Elvira G. Castano v. Foremost County Mutual Insurance Company
This text of Elvira G. Castano v. Foremost County Mutual Insurance Company (Elvira G. Castano v. Foremost County Mutual Insurance Company) is published on Counsel Stack Legal Research, covering Court of Appeals of Texas primary law. Counsel Stack provides free access to over 12 million legal documents including statutes, case law, regulations, and constitutions.
Opinion
No. 04-00-00441-CV
PER CURIAM
Sitting: Alma L. López, Justice
Catherine Stone, Justice
Paul W. Green, Justice
Delivered and Filed: October 11, 2000
DISMISSED
On April 5, 2000, the appellant, Elvira G. Castano, filed a notice of appeal to challenge a default judgment signed on March 3, 2000. Our initial review of the case indicated that the default judgment was interlocutory because it did not dispose of the claims against M. Marc Gonzalez, a person named as a defendant in the underlying petition for declaratory relief, and because no severance order appeared in the record.

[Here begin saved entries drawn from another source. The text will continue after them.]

PR #16183, opened 2026-07-02
Migrate push registrations back to WPCom when the Woo-driven system is disabled

irfano:
### Description

When the `woo_self_driven_push_notifications_m1` feature flag is disabled remotely, devices that already registered with the Woo Core push system keep their local Woo registration. That state suppresses the WP.com fallback (the app drops incoming WP.com notifications for Woo-registered sites, and WP.com settings for those sites stay disabled), so those users can end up without notifications, permanently after an FCM token rotation. This PR adds recovery logic for both paths, following the approach [suggested by Hicham](https://github.com/woocommerce/woocommerce-android/pull/16166#issuecomment-4865272019) (supersedes #16166):

**Flag on:** before re-registering, local Woo registrations whose stored token no longer matches the current FCM token are cleared, so a rotated token can't leave stale state behind (mirrors the iOS behavior of clearing registered site IDs on token change).

**Flag off:** Woo push registrations are migrated back to WP.com:
- Sites with a working WP.com fallback (visible + full Jetpack connection) are re-enabled on WP.com first, and unregistered from Woo Core only if that succeeds. On failure they stay on Woo push and the migration retries on the next run.
- Sites without a fallback (site credentials, Jetpack CP, hidden sites) are unregistered unconditionally.

```mermaid
flowchart TD
    A["RegisterDevice runs with current FCM token"] --> B{"Woo self-driven push flag on?"}

    B -- yes --> C["Clear local Woo registrations whose stored token != current FCM token"]
    C --> D["Woo registration for sites, as today"]
    D --> E["Successful registrations save current token and disable WP.com notifications"]

    B -- no --> G{"Trigger is SITE_SWITCH?"}
    G -- yes --> H["Skip migration"]
    G -- no --> I["Find locally Woo-registered site IDs"]
    I --> J{"Any Woo-registered sites?"}
    J -- no --> K["Nothing to migrate"]
    J -- yes --> L["Determine WP.com fallback sites: visible + full Jetpack, with WP.com account"]
    L --> M["Ensure WP.com device is registered"]
    M --> N["Re-enable WP.com notifications for fallback sites"]
    N --> O{"WP.com took over successfully?"}
    O -- yes --> P["Unregister ALL Woo-registered sites from Woo Core"]
    O -- no --> Q["Unregister only sites without a WP.com fallback"]
    P --> R["Local state cleared per site only after server delete succeeds"]
    Q --> R
```

Also adds `wpcom_device_enable_push_notifications_success/error` events, mirroring the existing disable events.

### Test Steps

Use a debug build with a Jetpack-connected store on Woo Core **10.9.2**. Until 10.9.2 is released, either install a nightly/dev build of the plugin or temporarily lower `PUSH_NOTIFICATIONS_MIN_WC_VERSION` to `10.9.1`; on older versions the app treats even successfully registered sites as unregistered, which skews the results. The flag can be toggled from Developer Options → Feature Flags. To force an FCM token rotation, apply [this debug receiver patch](https://github.com/user-attachments/files/29525899/Add_debug_broadcast_receiver_for_FCM_token_refresh.patch) and use the adb broadcast from #16166.

**Migration (flag off):**
1. With the flag on, register for Woo push notifications and confirm an order notification arrives.
2. Disable the flag and foreground the app.
3. Verify logs: `Migrating Woo push registrations back to WP.com...` → `WPCom notifications enabled for sites...` → `Woo Core push token deleted for site...`.
4. Create an order and confirm a single notification arrives (via WP.com, no duplicates).
5. Foreground again and verify the migration does not re-run.

**Token rotation while the flag is off (the original blackout scenario):**
1. With the flag on, register for Woo push notifications and confirm an order notification arrives.
2. Disable the flag, then force an FCM token rotation using the debug receiver broadcast.
3. Verify the migration logs from the previous scenario run.
4. Create an order and confirm the notification arrives. Since the old token is dead after rotation, Woo Core can no longer deliver, so an arriving notification proves WP.com took over.

**Stale token cleanup (flag on):**
1. With the flag on and the store registered, force an FCM token rotation.
2. Verify logs: `Cleared stale Woo Core push registration for site...` followed by re-registration with the new token.
3. Create an order and confirm the notification still arrives.

**Site-credentials store (flag off):** repeat the migration steps with a site-credentials login; verify no WP.com calls are made and the Woo token is still deleted.

### Images/gif

N/A


dangermattic:
<table>
  <thead>
    <tr>
      <th width="50"></th>
          1 Warning
      </th>
     </tr>
  </thead>
  <tbody>
    <tr>
      <td>:warning:</td>
      <td data-sticky="false">This PR is assigned to the milestone <a href="https://github.com/woocommerce/woocommerce-android/milestone/293">25.1 ❄️</a>. The due date for this milestone has already passed.<br />
    </tr>
  </tbody>
</table>
<table>
  <thead>
    <tr>
      <th width="50"></th>
          2 Messages
      </th>
     </tr>
  </thead>
  <tbody>
    <tr>
      <td>:book:</td>
    </tr>
    <tr>
      <td>:book:</td>

<ul>
</ul></td>
    </tr>
  </tbody>
</table>

</p>

WooCommerce/src/main/kotlin/com/woocommerce/android/notifications/push/PushNotificationRepository.kt
```diff
@@ -246,15 +286,33 @@ class PushNotificationRepository @Inject constructor(
...
+        }
+        staleSiteIds.forEach { siteId ->
+            WooLog.d(WooLog.T.NOTIFICATIONS, "Cleared stale Woo Core push registration for site $siteId")
+        }
     }
 
+    private fun Preferences.registeredSiteIds(): Set<Long> = asMap().keys
+        .mapNotNull { key ->
+            key.name
+                .takeIf { it.startsWith(PUSH_TOKEN_KEY_PREFIX) && !it.startsWith(PUSH_TOKEN_VALUE_KEY_PREFIX) }
```
irfano, line 311: No behavior change here. The old parsing in `getWooPushRegisteredSiteIds` already excluded `push_token_value_*` keys, but only as a side effect: `removePrefix("push_token_")` left "value_123", which fails `toLongOrNull()` and gets dropped. This condition states that rule explicitly instead of relying on the leftover string not parsing as a number. Same site IDs come out either way.

WooCommerce/src/main/kotlin/com/woocommerce/android/notifications/push/RegisterDevice.kt
```diff
@@ -82,6 +84,8 @@ class RegisterDevice @Inject constructor(
         val shouldForce = trigger == Trigger.TOKEN_REFRESH
 
         if (featureFlagRepository.isEnabled(FeatureFlag.WOO_SELF_DRIVEN_PUSH_NOTIFICATIONS_M1)) {
+            pushNotificationRepository.clearWooPushRegistrationsForStaleToken(token)
```
hichamboushaba: ❓ isn't the existing logic in https://github.com/woocommerce/woocommerce-android/blob/0119ac66c849f9caf617f7cfc4a03e00fe5d8063/WooCommerce/src/main/kotlin/com/woocommerce/android/notifications/push/PushNotificationRepository.kt#L265 enough here? The token staleness was part of the refactor I did when I introduced `RegisterDevice`, and I'm trying to understand why we need to remove the registration state instead of what `shouldRegisterWooPushForSite` does.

As a result, we issued a show cause order directing Castano to show cause in writing, by September 22, 2000, why this appeal should not be dismissed for lack of jurisdiction. On September 25, 2000, Castano responded with a motion asking us to dismiss her appeal.
Where the plaintiff's petition names multiple defendants as it does here, and the plaintiff obtains a no-answer default judgment against one of the defendants, the default judgment is interlocutory and cannot be appealed until the trial court either renders a final judgment in the case, or signs an order of severance making the interlocutory default judgment final. See Michol O'Connor, J., O'Connor's Texas Rules * Civil Appeals §2.2 (1998); see also Tex. R. Civ. P. 240; $24,180.00 v. State, 865 S.W.2d 181, 188 (Tex. App.-Corpus Christi 1993, writ denied). In this case, the clerk's record contains a motion to sever the plaintiff-appellee's claims against the appellant, and a request for a final judgment, but the record does not contain a signed order granting a severance. As a result, the default judgment is interlocutory, and we have no jurisdiction to consider an appeal. Thus, had Castano not asked us to dismiss the appeal, we would have dismissed the appeal for lack of jurisdiction. But because Castano has filed a motion to dismiss, we will grant her motion and dismiss the appeal. See Tex. R. App. P. 42.1(2).